_Your objective_. Give the count of lines in the data that include the string "maybe", with no added remarks.

(Stored data begins)

PR #1140, opened 2026-06-25
fix(webcomponents): cache shader programs per mode + immediate repaint to kill cone↔freezer blue flicker

trieloff:
## Problem

When the background `<slicc-shader>` switches between modes (cone / scoop / freezer), the **blue of the freezer state lingers on screen for a few frames** before the new mode paints.

## Root cause (runtime-measured via CDP)

Two compounding bugs in `packages/webcomponents/src/freezer/slicc-shader.ts`:

1. **No program cache** — `#linkMode()` recompiled + relinked the GLSL program on *every* mode change. The cold compile blocks the main thread:

   | switch | ms |
   |--------|----|
   | → freezer (cold) | **40.1** |
   | → scoop (cold) | **17.8** |
   | → cone / warm | ~2 |

   During the ~40ms stall `requestAnimationFrame` cannot run, so the last-painted frame freezes on screen.

2. **Deferred repaint** — on a mode change in animated mode, `attributeChangedCallback` relinked but only called `#renderIfStatic()` (a no-op when animated), so the canvas wasn't repainted with the new program until the next rAF tick. The old program's last frame (blue freezer) lingered an extra frame.

## Fix

- **Cache the compiled+linked `WebGLProgram` per `ShaderMode`** (built once, reused on switch). Revisiting a mode is now a cached `useProgram` swap with no recompile/relink.
- **Repaint synchronously** (`#renderFrame()`) after a successful relink on a mode change, so the new program paints in the same task instead of showing the old blue frame.
- **Teardown safety**: `#dispose()` frees *all* cached programs and their shaders (not just the active one); `webglcontextlost`/`webglcontextrestored` handlers clear and rebuild the cache; listeners are removed on dispose.
- No change to the observation set, animation loop, uniforms, scroll/tint behavior, or the `no-webgl` fallback.

## Tests

Added 2 regression tests in `packages/webcomponents/tests/freezer/slicc-shader.test.ts`:
- switching to a mode, away, then back does **not** recompile (compile/createProgram call counts stay flat on revisit)
- a mode change triggers an **immediate** render with the new program (not deferred to rAF)

## Verification

- `npm run lint` ✅
- `npm run typecheck` ✅
- `npm run test -w @slicc/webcomponents` ✅ (73 files / 1597 tests)

Scoped to 2 files. Separate from the switcher ResizeObserver fix (#1136).

---

### DIFF
--- a/packages/webcomponents/src/freezer/slicc-shader.ts
+++ b/packages/webcomponents/src/freezer/slicc-shader.ts
@@ -201,6 +201,15 @@ function clampNum(v: number, lo: number, hi: number, fb: number): number {
   return Number.isFinite(v) ? Math.max(lo, Math.min(hi, v)) : fb;
 }
 
+/** A compiled+linked program kept per mode so a switch never recompiles. */
+interface CachedProgram {
+  program: WebGLProgram;
+  vs: WebGLShader;
+  fs: WebGLShader;
+  aPos: number;
+  loc: Partial<Record<UniformName, WebGLUniformLocation | null>>;
+}
+
 /** Parse a CSS color via getComputedStyle into a 0..1 rgb triple. */
 function colorToVec3(css: string, fallback: [number, number, number]): [number, number, number] {
   if (!css || typeof getComputedStyle !== 'function') return fallback;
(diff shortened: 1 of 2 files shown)


trieloff:
@karlpauls maybe this is it?

PR #199, opened 2018-02-07
Allow custom separator for years in license header

eyalkaspi:
I've recently noticed the support for YEAR templates in license headers.

Unfortunately our code doesn't use the hyphen character but coma to separate year ranges (for example https://github.com/delphix/delphix-os/blob/a0f0d0dd2ed6832f0cca929a44b71bd8f33fee32/usr/src/uts/common/fs/zfs/dmu_zfetch.c#L27)

In this review, we are adding support in the library and gradle-plugin to configure the separator. 

Instead of adding a third optional argument to the licenseHeader/licenseHeaderFile gradle configurations, we're creating a license header extension object which can be used as

```
format java {
  licenseHeader {
    header 'some-string'
    delimiter 'package'
    yearSeparator '-'
  }
}
```

However, both because most users won't need the advanced configuration and for backwards compatibility, we're maintaining support for the the existing syntax (the implementation always creates the extension, but that is transparent to users).

We've updated the Gradle plugin README.md to document and new feature and provide examples of both the simple (one line) and advanced (with licenseHeader extension) syntaxes.

We've updated the unit test for the license header step to cover the new feature, and updated the KotlinExtensionTest to cover the new gradle syntax (It appears that this is the only test covering the license header in the gradle plugin).

### DIFF
--- a/plugin-gradle/src/main/java/com/diffplug/gradle/spotless/FormatExtension.java
+++ b/plugin-gradle/src/main/java/com/diffplug/gradle/spotless/FormatExtension.java
@@ -345,26 +345,90 @@ public class FormatExtension {
 		indentWithTabs(4);
 	}
 
+	abstract class LicenseHeaderConfig {
+
+		String delimiter;
+		String yearSeparator;
+
+		public LicenseHeaderConfig(String delimiter) {
+			this.delimiter = Objects.requireNonNull(delimiter, "delimiter");
+		}
+
+		/**
+		 * @param delimiter
+		 *            Spotless will look for a line that starts with this regular expression pattern to know what the "top" is.
+		 */
+		public LicenseHeaderConfig delimiter(String delimiter) {
+			this.delimiter = Objects.requireNonNull(delimiter, "delimiter");
+			replaceStep(createStep());
+			return this;
+		}
+
+		/**
+		 * @param yearSeparator
+		 *           The characters used to separate the first and last years in multi years patterns.
+		 */
+		public LicenseHeaderConfig yearSeparator(String yearSeparator) {
+			this.yearSeparator = Objects.requireNonNull(yearSeparator, "yearSeparator");
+			replaceStep(createStep());
+			return this;
+		}
+
+		abstract FormatterStep createStep();
+	}
+
+	class LicenseStringHeaderConfig extends LicenseHeaderConfig {
+
+		private String header;
+
+		LicenseStringHeaderConfig(String delimiter, String header) {
+			super(delimiter);
+			this.header = Objects.requireNonNull(header, "header");
+		}
+
+		FormatterStep createStep() {
+			return LicenseHeaderStep.createFromHeader(header, delimiter, yearSeparator);
+		}
+	}
+
+	class LicenseFileHeaderConfig extends LicenseHeaderConfig {
+
+		private Object headerFile;
+
+		LicenseFileHeaderConfig(String delimiter, Object headerFile) {
+			super(delimiter);
+			this.headerFile = Objects.requireNonNull(headerFile, "headerFile");
+		}
+
+		FormatterStep createStep() {
+			return LicenseHeaderStep
+					.createFromFile(getProject().file(headerFile), getEncoding(), delimiter,
+							yearSeparator);
+		}
+	}
+
 	/**
 	 * @param licenseHeader
-	 *            Content that should be at the top of every file
+	 *            Content that should be at the top of every file.
 	 * @param delimiter
-	 *            Spotless will look for a line that starts with this to know what the "top" is.
+	 *            Spotless will look for a line that starts with this regular expression pattern to know what the "top" is.
 	 */
-	public void licenseHeader(String licenseHeader, String delimiter) {
-		addStep(LicenseHeaderStep.createFromHeader(licenseHeader, delimiter));
+	public LicenseHeaderConfig licenseHeader(String licenseHeader, String delimiter) {
+		LicenseHeaderConfig config = new LicenseStringHeaderConfig(delimiter, licenseHeader);
+		addStep(config.createStep());
+		return config;
 	}
 
 	/**
 	 * @param licenseHeaderFile
-	 *            Content that should be at the top of every file
+	 *            Content that should be at the top of every file.
 	 * @param delimiter
-	 *            Spotless will look for a line that starts with this to know what the "top" is.
+	 *            Spotless will look for a line that starts with this regular expression pattern to know what the "top" is.
 	 */
-	public void licenseHeaderFile(Object licenseHeaderFile, String delimiter) {
-		Objects.requireNonNull(licenseHeaderFile, "licenseHeaderFile");
-		Objects.requireNonNull(delimiter, "delimiter");
-		addStep(LicenseHeaderStep.createFromFile(getProject().file(licenseHeaderFile), getEncoding(), delimiter));
+	public LicenseHeaderConfig licenseHeaderFile(Object licenseHeaderFile, String delimiter) {
+		LicenseHeaderConfig config = new LicenseFileHeaderConfig(delimiter, licenseHeaderFile);
+		addStep(config.createStep());
+		return config;
 	}
 
 	/** Sets up a format task according to the values in this extension. */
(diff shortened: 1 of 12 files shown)


nedtwigg:
Great, thanks!  A few issues:

- Are you able to get `./gradlew check` to work before this commit?
- If spotlessApply is removing annotations that's bad, but we should address it in a separate issue / PR
- Rather than adding a LicenseHeaderExtension, how about following this pattern:

https://github.com/diffplug/spotless/blob/115aa613e18fa46ee4b1ac123581de3276642edd/plugin-gradle/src/main/java/com/diffplug/gradle/spotless/ScalaExtension.java#L38-L65

eyalkaspi:
Thanks for the quick feedback.

Yes, `./gradlew check` is working before my change, so there must be something wrong in my change and I was hoping someone with more experience could quickly spot the problem. I'll keep digging.

I don't mind using the pattern used for `ScalaFmtConfig`, but the difference here is that more than one property can be configured, so I don't think it could be applied directly. We could use a builder pattern, i.e

```
licenseHeader('header-string').delimiter('package').yearSeparator('-')
```
or allow multiple calls to update the same object

```
licenseHeader('header-string')
licenseHeader().delimiter('package')
licenseHeader().yearSeparator('-')
```
but none of these solutions seem idiomatic Gradle configurations (or maybe I misunderstood how the `ScalaFmtConfig` is being used)?

nedtwigg:
ScalaFmtConfig is the build pattern, exactly as your example.  Here's another place it's used:

https://github.com/diffplug/spotless/blob/115aa613e18fa46ee4b1ac123581de3276642edd/plugin-gradle/src/main/java/com/diffplug/gradle/spotless/JavaExtension.java#L118-L143

What's different about it compared to a regular builder is that the "build()" is implicit.

eyalkaspi:
I think I understand what you mean, it's a builder in the sense that one can configure one property after having created the configuration object.

However, in order to really follow a builder or fluent style, individual methods of the config objects must return "this" so that calls can be chained (especially since a new Instance of the config object is created if the method if googleJavaFormat is called again).

Anyways, I've updated the PR to follow this style (Again, I would like to point out that this does not appear to be a very idiomatic way to do it in Gradle).

nedtwigg:
Great!  The steps that I linked have only one entry point and one optional second argument, so there's no need for chaining.  Looks like the license header is gonna be growing as people need new features for it, so there'll be a need to return `this` for chaining as you noted.

plugin-gradle/src/main/java/com/diffplug/gradle/spotless/FormatExtension.java
```diff
@@ -443,8 +388,8 @@ protected void setupTask(SpotlessTask task) {
 		task.setExceptionPolicy(exceptionPolicy);
 		task.setTarget(target);
 		task.setSteps(steps);
-		if (licenseHeaderExtension != null) {
-			licenseHeaderExtension.setupTask(task);
+		if (licenseHeaderConfig != null) {
+			licenseHeaderConfig.setupTask(this, task);
 		}
 		task.setLineEndingsPolicy(getLineEndings().createPolicy(getProject().getProjectDir(), () -> task.target));
```
nedtwigg: Order matters for FormatterStep.  e.g. if I have a license with trailing whitespace, I'll get a different result if I trim whitespace then apply the license,  vs apply the license then trim whitespace.  Currently, the order that you declare steps is the order that they all happen (which is the rationale behind the weird "replaceStep()" in the examples I linked.  This approach allows you to not have a licenseHeaderConfig object.

After fixing this,  just squash the commits and update the CHANGES.md and we should be good to go.

eyalkaspi: Ok, I've updated the PR to include the CHANGES and fully follow the existing "config object pattern" including the replaceStep() logic.

Again thanks for the feedback and very impressive response times.

testlib/src/test/java/com/diffplug/spotless/generic/LicenseHeaderStepTest.java
```diff
@@ -38,25 +38,56 @@
 	private static final String KEY_FILE_WITHOUT_LICENSE = "license/FileWithoutLicenseHeader.test";
 	private static final String KEY_FILE_WITH_LICENSE_AND_PLACEHOLDER = "license/FileWithLicenseHeaderAndPlaceholder.test";
 
-	// If this constant changes, don't forget to change the similarly-named one in
-	// plugin-gradle/src/main/java/com/diffplug/gradle/spotless/JavaExtension.java as well
+	// If these constants change, don't forget to change the similarly-named ones in
+	// plugin-gradle/src/main/java/com/diffplug/gradle/spotless/JavaExtension.java and TODO as well
 	private static final String LICENSE_HEADER_DELIMITER = "package ";
+	private static final String LICENSE_YEAR_DELIMITER = "-";
```
nedtwigg: Rather than introducing changes to the tests, it would be better to use the backward-compatible LicenseHeaderStep.  Not a big deal, fine to leave these as they are, just a tip for the future.  When adding a feature, if you can add a default parameter and thus avoid changing a bunch of tests, just add a default parameter.  The less things change, the easier it is for code-reviewers to verify that there aren't regressions.

plugin-gradle/src/main/java/com/diffplug/gradle/spotless/FormatExtension.java
```diff
@@ -345,26 +345,92 @@ public void indentWithTabs() {
 		indentWithTabs(4);
 	}
 
+	abstract class LicenseHeaderConfig {
+
+		String delimiter;
+
+		static final String DEFAULT_LICENSE_YEAR_DELIMITER = "-";
+		String yearSeparator = DEFAULT_LICENSE_YEAR_DELIMITER;
```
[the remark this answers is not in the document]
nedtwigg: Try to match this style: https://github.com/diffplug/spotless/blob/115aa613e18fa46ee4b1ac123581de3276642edd/lib/src/main/java/com/diffplug/spotless/java/GoogleJavaFormatStep.java#L77-L79

plugin-gradle/src/main/java/com/diffplug/gradle/spotless/FormatExtension.java
```diff
@@ -345,26 +345,92 @@ public void indentWithTabs() {
...
+
+		public LicenseHeaderConfig(String delimiter) {
+			this.delimiter = Objects.requireNonNull(delimiter, "delimiter");
+		}
+
+		/**
+		 * @param delimiter
+		 *            Spotless will look for a line that starts with this to know what the "top" is.
```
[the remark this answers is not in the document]
eyalkaspi: Clarified the (pre-existing) comment

plugin-gradle/src/main/java/com/diffplug/gradle/spotless/FormatExtension.java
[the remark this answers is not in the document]
eyalkaspi: done

testlib/src/test/java/com/diffplug/spotless/generic/LicenseHeaderStepTest.java
eyalkaspi: done

nedtwigg:
Can you click `Allow edits from maintainers` on this PR?  I have some changes to add to your PR.

[Allow edits from maintainers](https://help.github.com/articles/allowing-changes-to-a-pull-request-branch-created-from-a-fork/).

nedtwigg:
Sorry, I screwed up the merge a bit.  Anyway, it's merged now, but I made some changes first.

fa95810862e6855e9e6fa708d33039a8edef5757 - using nulls as default parameters is dangerous - just pass the default value
dd8e7697d93e8e4da6426f9b3f32a151879285e5 - let me know if you'd like to be attributed under a different name or different url

Thanks for the feature!

jbduncan:
> using nulls as default parameters is dangerous - just pass the default value

I very, _very_ much agree with this. I actually spotted the corresponding piece of code a couple of hours or so ago, so thanks for addressing it for me @nedtwigg! :)

nedtwigg:
If you care about license headers, you should checkout our new [`ratchetFrom 'origin/master'`](https://github.com/diffplug/spotless/tree/master/plugin-gradle#ratchet) feature.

(Stored data ends)

_Response_. 2